▶ _Exercise description_: Please repeat every entry, keeping each one exactly the same.

◆ ◆ ◆ ◆

PR #1430, opened 2026-04-21
Fix Xcode 16.1 build

nuno-vieira:
### 🔗 Issue Links

`Build SDKs (Old Xcode)` (Xcode 16.1, Swift 6.0) and cron-only `Build Demo App (16.4, macos-15)` (Xcode 16.4, Swift 6.1) have been red on `develop` since #1425. Smoke/PR checks on Xcode 26.x stayed green, so the regression was only caught by the older-Xcode jobs.

### 🎯 Goal

Unblock the Xcode 16.1 / 16.4 builds without requiring the Swift 6.2 toolchain.

### 🔍 Root cause

The Xcode 16.1 failure was not a type-checking error — it was a **Swift 6.0 compiler crash** inside SILGen. The crash was hidden by `fastlane scan`'s formatter (xcbeautify/xcpretty), which swallowed the `swift-frontend` stack trace; only `** TEST BUILD FAILED ** (3 failures)` made it into the CI log. Re-running with the formatter disabled surfaced the real trace:

```
While evaluating request ASTLoweringRequest(
  Lowering AST to SIL for file ".../StreamChatSwiftUI/StreamChat.swift")
While silgen default arg initializer SIL function
  "@$s17StreamChatSwiftUI0aB0C10chatClient10appearance5utilsAcB0bF0C_...cfA1_"
 for expression at [StreamChat.swift:18:24 - line:18:30] RangeText="Utils("
Stack dump without symbol names ...
 0  swift-frontend  llvm::sys::PrintStackTrace
 4  swift-frontend  emitRawApply
 5  swift-frontend  swift::Lowering::SILGenFunction::emitApply
 ...
Command SwiftCompile failed with a nonzero exit code
```

That is an assertion in the SILGen lowering pass while synthesizing the **default-argument thunk** for

```swift
public init(
    chatClient: ChatClient,
    appearance: Appearance = Appearance(),
    utils: Utils = Utils()     // ← crashes here
) { ... }
```

After #1425, `Utils.init` gained a new default:

```swift
mediaLoader: MediaLoader? = nil
```

where `MediaLoader` is a `Sendable` protocol existential from `StreamChatCommonUI`. The combination of

- `@MainActor`-isolated `Utils`,
- a `nil` default for an optional protocol-existential parameter imported from another module, and
- `Utils()` itself being the default expression of **another** `@MainActor` initializer (`StreamChat.init`),

hits a SILGen bug that was silently fixed in Swift 6.2 (Xcode 26.x) by the closure/isolation inference and default-arg lowering rework. Because the compiler aborts before type-checking anything, no source-level change to the call sites could have fixed it — and that is why the previous attempt of pinning `@MainActor` on the `MediaLoader` completion closures had no effect.

### 🛠 Fix

Replace the crashing default on `Utils.init`

```swift
mediaLoader: MediaLoader? = nil
```

with a concrete, non-optional default that the SILGen thunk can lower without tripping the bug:

```swift
mediaLoader: MediaLoader = StreamMediaLoader(downloader: StreamImageDownloader())
```

and drop the now-unused `mediaLoader ?? …` fallback inside the init body. The public call-site signature of `Utils(...)` and `StreamChat(chatClient:)` is unchanged — existing callers still compile without edits.

### 📝 Summary

- `Sources/StreamChatSwiftUI/Utils.swift` — make `mediaLoader` non-optional with a concrete default.

### 🧪 Manual Testing Notes

N/A. CI should pass.

### ☑️ Contributor Checklist

### DIFF
--- a/CHANGELOG.md
+++ b/CHANGELOG.md
@@ -7,6 +7,7 @@ The format is based on [Keep a Changelog](https://keepachangelog.com/en/1.0.0/).
 - `CDNRequester` is now passed in the constructor of `StreamMediaLoader` instead of `Utils` [#1425](https://github.com/GetStream/stream-chat-swiftui/pull/1425)
 
 ### 🐞 Fixed
+- Fix SDK not compiling with Xcode 16 [#1430](https://github.com/GetStream/stream-chat-swiftui/pull/1430)
 - Fix show/hide message translation animation [#1426](https://github.com/GetStream/stream-chat-swiftui/pull/1426)
 - Fix tapping a media attachment in the reactions overlay opening the fullscreen gallery [#1424](https://github.com/GetStream/stream-chat-swiftui/pull/1424)
 - Fix empty space around the previewed message in the reactions overlay not dismissing the overlay [#1424](https://github.com/GetStream/stream-chat-swiftui/pull/1424)
--- a/Sources/StreamChatSwiftUI/ChatComposer/MessageComposerViewModel.swift
+++ b/Sources/StreamChatSwiftUI/ChatComposer/MessageComposerViewModel.swift
@@ -1203,7 +1203,7 @@ final class FileAddedAsset {
 
         utils.mediaLoader.loadImage(
             url: imageAttachment.imageURL
-        ) { result in
+        ) { @MainActor result in
             if let image = (try? result.get())?.image {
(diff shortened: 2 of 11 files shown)


testableapple (approved):
🚀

◆ ◆ ◆ ◆

▶ _Task answer_:
PR #1430, opened 2026-04-21
Fix Xcode 16.1 build

nuno-vieira:
### 🔗 Issue Links

`Build SDKs (Old Xcode)` (Xcode 16.1, Swift 6.0) and cron-only `Build Demo App (16.4, macos-15)` (Xcode 16.4, Swift 6.1) have been red on `develop` since #1425. Smoke/PR checks on Xcode 26.x stayed green, so the regression was only caught by the older-Xcode jobs.

### 🎯 Goal

Unblock the Xcode 16.1 / 16.4 builds without requiring the Swift 6.2 toolchain.

### 🔍 Root cause

The Xcode 16.1 failure was not a type-checking error — it was a **Swift 6.0 compiler crash** inside SILGen. The crash was hidden by `fastlane scan`'s formatter (xcbeautify/xcpretty), which swallowed the `swift-frontend` stack trace; only `** TEST BUILD FAILED ** (3 failures)` made it into the CI log. Re-running with the formatter disabled surfaced the real trace:

```
While evaluating request ASTLoweringRequest(
  Lowering AST to SIL for file ".../StreamChatSwiftUI/StreamChat.swift")
While silgen default arg initializer SIL function
  "@$s17StreamChatSwiftUI0aB0C10chatClient10appearance5utilsAcB0bF0C_...cfA1_"
 for expression at [StreamChat.swift:18:24 - line:18:30] RangeText="Utils("
Stack dump without symbol names ...
 0  swift-frontend  llvm::sys::PrintStackTrace
 4  swift-frontend  emitRawApply
 5  swift-frontend  swift::Lowering::SILGenFunction::emitApply
 ...
Command SwiftCompile failed with a nonzero exit code
```

That is an assertion in the SILGen lowering pass while synthesizing the **default-argument thunk** for

```swift
public init(
    chatClient: ChatClient,
    appearance: Appearance = Appearance(),
    utils: Utils = Utils()     // ← crashes here
) { ... }
```

After #1425, `Utils.init` gained a new default:

```swift
mediaLoader: MediaLoader? = nil
```

where `MediaLoader` is a `Sendable` protocol existential from `StreamChatCommonUI`. The combination of

- `@MainActor`-isolated `Utils`,
- a `nil` default for an optional protocol-existential parameter imported from another module, and
- `Utils()` itself being the default expression of **another** `@MainActor` initializer (`StreamChat.init`),

hits a SILGen bug that was silently fixed in Swift 6.2 (Xcode 26.x) by the closure/isolation inference and default-arg lowering rework. Because the compiler aborts before type-checking anything, no source-level change to the call sites could have fixed it — and that is why the previous attempt of pinning `@MainActor` on the `MediaLoader` completion closures had no effect.

### 🛠 Fix

Replace the crashing default on `Utils.init`

```swift
mediaLoader: MediaLoader? = nil
```

with a concrete, non-optional default that the SILGen thunk can lower without tripping the bug:

```swift
mediaLoader: MediaLoader = StreamMediaLoader(downloader: StreamImageDownloader())
```

and drop the now-unused `mediaLoader ?? …` fallback inside the init body. The public call-site signature of `Utils(...)` and `StreamChat(chatClient:)` is unchanged — existing callers still compile without edits.

### 📝 Summary

- `Sources/StreamChatSwiftUI/Utils.swift` — make `mediaLoader` non-optional with a concrete default.

### 🧪 Manual Testing Notes

N/A. CI should pass.

### ☑️ Contributor Checklist

### DIFF
--- a/CHANGELOG.md
+++ b/CHANGELOG.md
@@ -7,6 +7,7 @@ The format is based on [Keep a Changelog](https://keepachangelog.com/en/1.0.0/).
 - `CDNRequester` is now passed in the constructor of `StreamMediaLoader` instead of `Utils` [#1425](https://github.com/GetStream/stream-chat-swiftui/pull/1425)
 
 ### 🐞 Fixed
+- Fix SDK not compiling with Xcode 16 [#1430](https://github.com/GetStream/stream-chat-swiftui/pull/1430)
 - Fix show/hide message translation animation [#1426](https://github.com/GetStream/stream-chat-swiftui/pull/1426)
 - Fix tapping a media attachment in the reactions overlay opening the fullscreen gallery [#1424](https://github.com/GetStream/stream-chat-swiftui/pull/1424)
 - Fix empty space around the previewed message in the reactions overlay not dismissing the overlay [#1424](https://github.com/GetStream/stream-chat-swiftui/pull/1424)
--- a/Sources/StreamChatSwiftUI/ChatComposer/MessageComposerViewModel.swift
+++ b/Sources/StreamChatSwiftUI/ChatComposer/MessageComposerViewModel.swift
@@ -1203,7 +1203,7 @@ final class FileAddedAsset {
 
         utils.mediaLoader.loadImage(
             url: imageAttachment.imageURL
-        ) { result in
+        ) { @MainActor result in
             if let image = (try? result.get())?.image {
(diff shortened: 2 of 11 files shown)


testableapple (approved):
🚀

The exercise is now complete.